[Work to be completed] Report back each line of the data that contains the word "approved".

════════

Issue #1525, opened 2024-04-30
Possible interrupt footgun on multicore systems


MabezDev:
Now that the interrupt is handled internally by the peripheral driver, the interrupt is configured for the core the driver is created on, which means if core 0 creates a driver and moves it to core 1, its interrupt will still be handled by core 0. Maybe this isn't a big deal, but we should document or avoid it entirely if possible.

MabezDev:
> Maybe it would be good to have a way to specify which core the interrupt should be handled on.

Unfortunately I don't think this is possible, at least on Xtensa. The mapping of interrupts can be done, but enable has be done each CPU respectively.

After thinking about this, I don't think this is a real issue. I will submit a docs PR to inform users about this, then we can close this.

MabezDev:
Re opening thanks to the new construction of async drivers and a great idea from @Dominaezzz (https://github.com/esp-rs/esp-hal/pull/2430#discussion_r1824164515) we can do better than just documentation now.

bugadani:
We can disallow Sending async drivers. We can disable interrupt handlers on the "other" core when setting a new one. However, we can't really prevent Sending a blocking driver that has set an interrupt handler without disallowing Sending drivers completely. I'm not sure this is a big deal and the other two cases will already have practical benefit.

If we ever get to implementing split interrupt control structs, we can (and should) also make the split driver `!Send` - this won't be hard, the auto trait mechanism allows us to just make `Async` and `SplitBlocking` implement `!Send`.

Dominaezzz:
The idea of making async drivers !Send is because the interrupt handlers in the hal haven't been written to correctly handle cross core interactions.
The aim is just to make sure the async drivers work as expected. There's also the option of making the interrupt handlers core safe, which would allow the async drivers to be correctly Send, but it comes at a performance cost due to the synchronisation required. 

For blocking drivers, I mostly see this as "it's up to the user to get it right".
It's just mildly confusing that the driver itself provides the API to set the interrupt handler, which gives the false sense of `Send` safety.
Ideally the underlying interrupt setting API should be used by the user directly, so send safety and core affinity becomes an obvious thing to consider.

SplitBlocking being !Send might be a little heavy handed, I think marking the interrupt control object itself as !Sync should be enough to force the user to do the right thing.

MabezDev:
Adding the beta blocker label as we probably want to flesh out a design here before we get close to 1.0

PR #1834, opened 2024-07-18
Implement async for lcd_cam i8080

liebman:

### Submission Checklist 📝

#### Extra:

#### Description
Implement async i8080

#### Testing
None yet


liebman:
One issue is that I8080::new() takes the TX part of a channel and this does not carry the Async marker and that means that there is no way prove that the TX channel passed is appropriate.  The quick fix would be to have I8080::new() take the entire Channel.

Dominaezzz:
I've had this one in my mental backlog but I'm glad someone else has gotten to it first.

I love that you've kept the blocking method around even when the driver is in "async" mode, so the new `send_dma_async` is like an optional extra.

> One issue is that I8080::new() takes the TX part of a channel and this does not carry the Async marker and that means that there is no way prove that the TX channel passed is appropriate. The quick fix would be to have I8080::new() take the entire Channel.

When it comes to one shot DMA transfers, where you provide a filled buffer upfront and you just wait for the transfer to finish. You don't actually need an async DMA channel (and should probably avoid it maybe) to make the driver async, you just need to use the peripheral's (LCD_CAM) own interrupt. LCD_TRANS_DONE or something like this.
Some other drivers in the hal (like SPI) asynchronously wait for the DMA to finish, then blockingly drain the peripheral's FIFO, which is undesirable (I'm drafting a PR to fix it).
You can avoid that problem here by just using the LCD_CAM's interrupts directly.
(The channel async marker is more useful for circular transfers)

Since the LCD_CAM only has one interrupt handler (shared between the LCD and Camera), you'll have to move the `new_async` method up to the `LcdCam` struct and decide the async-ness there. I imagine the struct would look like this.
```Rust
struct LcdCam<'d, DM> {
    lcd: Lcd<'d, DM>,
    cam: Cam<'d>,
}
```

I'm not too sure what to do with the shared `INT_ENA` register but since there's no `set_interrupt_handler` method on the `LcdCam`, I think you can skip the use of a critical section for now. Whoever adds async support to the `Camera` driver can worry about that 🙂.

liebman:
Maybe we can do something similar to the way interrupts are handled in `gpio::IO`?

Dominaezzz:
You mean the bit about allowing the user to setup their own handler even in async mode?

esp-hal/src/lcd_cam/mod.rs
```diff
@@ -60,7 +99,121 @@ pub enum ByteOrder {
...
+                    crate::peripherals::Interrupt::LCD_CAM,
+                    interrupt_handler.handler(),
+                );
+            }
+            crate::interrupt::enable(
+                crate::peripherals::Interrupt::LCD_CAM,
+                interrupt_handler.priority(),
+            )
+            .unwrap();
+
```
Dominaezzz, line 142: Can do this once in `new_async`.

esp-hal/src/lcd_cam/lcd/i8080.rs
```diff
@@ -364,7 +381,48 @@ where
...
+    where
+        TXBUF: ReadBuffer<Word = P::Word>,
+    {
+        let (ptr, len) = unsafe { data.read_buffer() };
+
+        self.setup_send(cmd.into(), dummy);
+        self.start_write_bytes_dma(ptr as _, len * size_of::<P::Word>())?;
+        self.start_send();
+
+        DmaTxFuture::new(&mut self.tx_channel).await?;
```
Dominaezzz, line 419: Might be safer to skip this. If the channel is in the wrong mode it'll hang forever.

If you just want to capture the error, if you check with `self.tx_channel.has_error()` have the lcd future returns.

Dominaezzz (commented):
Code looks great!

esp-hal/src/lcd_cam/lcd/i8080.rs
liebman: The question is if there was an error in the DMA descriptors would the lcd TX done interrupt fire.  If not then that would also hang forever.

esp-hal/src/lcd_cam/lcd/i8080.rs
```diff
@@ -364,7 +381,48 @@ where
...
+        frequency: HertzU32,
+        config: Config,
+        clocks: &Clocks,
+    ) -> Self
+    where
+        <CH as crate::dma::DmaChannel>::P: crate::dma::LcdCamPeripheral,
+    {
+        I8080::new_internal(lcd, channel, descriptors, pins, frequency, config, clocks)
+    }
+
```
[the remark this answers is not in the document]
liebman: Yes - but then we force the user to declare the Mode as the compiler would not know the full return type.

liebman:
> You mean the bit about allowing the user to setup their own handler even in async mode?

Yes and this could extend to a by default implementation that creates seperate handlers for Camera and Lcd.

esp-hal/src/lcd_cam/lcd/i8080.rs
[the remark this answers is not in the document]
Dominaezzz: Ah I see, I thought the compiler could infer it from the `Lcd`'s generic parameter.

esp-hal/src/lcd_cam/lcd/i8080.rs
liebman: In reality the `Mode` should be extended to the TX and RX parts of the channel...

Dominaezzz: Good question, in my experience playing around with this peripheral it won't wait for the DMA, so if something goes wrong with the DMA transfer, the peripheral will just send garbage then assert the interrupt, it won't hang.

esp-hal/src/lcd_cam/mod.rs
liebman: Done

esp-hal/src/lcd_cam/lcd/i8080.rs
liebman: I would call that UB :-)

esp-hal/src/lcd_cam/lcd/i8080.rs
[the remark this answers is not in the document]
liebman: Actually I think your right.  This is left over from an earlier rendition.  I'll try removing it.

Dominaezzz:
> > You mean the bit about allowing the user to setup their own handler even in async mode?
> 
> Yes and this could extend to a by default implementation that creates seperate handlers for Camera and Lcd.

My only qualm against it is having to come up with some kind of contract about what the user handler is allowed to do.
i.e. Don't clear x interrupt bits, don't disable the interrupt, etc.
I also worry about the contract changing (the hal isn't stable yet) in such a way that users don't notice their interrupt handler is now broken after upgrading the hal in their `Cargo.toml`.
And also https://github.com/esp-rs/esp-hal/issues/1525 which I think could use more `Send` consideration.

I'd rather this sort of thing wait until the interrupt story in the HAL is more fleshed out.

esp-hal/src/lcd_cam/lcd/i8080.rs
Dominaezzz: I don't disagree :slightly_smiling_face:
Unfortunately this behavior would still occur regardless of whether the `DmaTxFuture` is used or not.

liebman: I'll test this in a few days as I'm AFH (away from hardware) at the moment.

Dominaezzz: > In reality the `Mode` should be extended to the TX and RX parts of the channel...I've not looked to see how much of a mess that would be. Random thought: maybe implement an into_async() and into_blocking()? Somehow make the tx and rx for chips that support it be able to be configured separately.

Ah sorry I missed this. I completely agree with this.
All the `DmaSupport` implementation will need to be updated, so a bit of faff but needed faff.
Possibly best as a separate PR but up to you.

liebman: Yea that needs to be a seperate PR, I took your suggestion and tested the dma error after.

liebman:
I added tests to make sure that:

- a blocking i8080 works with a blocking DMA channel
- a blocking i8080 works with an async DMA channel
- an async i8080 works with a blocking DMA channel
- an async i8080 works with an async DMA channel

When the TX and RX parts of a DMA channel carry the Mode then this can be removed and we can enforce Blocking with Blocking and Async with Async.

esp-hal/src/lcd_cam/mod.rs
```diff
@@ -60,7 +111,99 @@ pub enum ByteOrder {
...
+    use super::private::Instance;
+
+    static TX_WAKER: AtomicWaker = AtomicWaker::new();
+
+    pub(crate) struct LcdDoneFuture {}
+
+    impl LcdDoneFuture {
+        pub(crate) fn new() -> Self {
+            Instance::listen_lcd_done();
```
Dominaezzz, line 130: This can be moved to the else branch of the poll method. (I changed the semantics ever so slightly again after you made this future type)

Dominaezzz (approved):
LGTM

Ideally `send_dma_async` should call `self.tear_down_send()` if the future it returns is cancelled but this hal in general doesn't support cancellation so I consider this optional.

bjoernQ (approved):
LGTM - I don't have the HW for it but maybe would be worth to at least re-test the blocking implementation example (@JurajSadel  ?)

For the future would be good to have a way to have more checks in the test but at least we test it's not freezing or crashing the system

JurajSadel (approved):
LGTM, thanks!

liebman:
rebased and update for ReadBuffer change

jessebraham (approved):
Thanks!

liebman:
Looks like the CI failure was a timeout to `api.github.com`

════════

[Answer box]
Dominaezzz (approved):
bjoernQ (approved):
JurajSadel (approved):
jessebraham (approved):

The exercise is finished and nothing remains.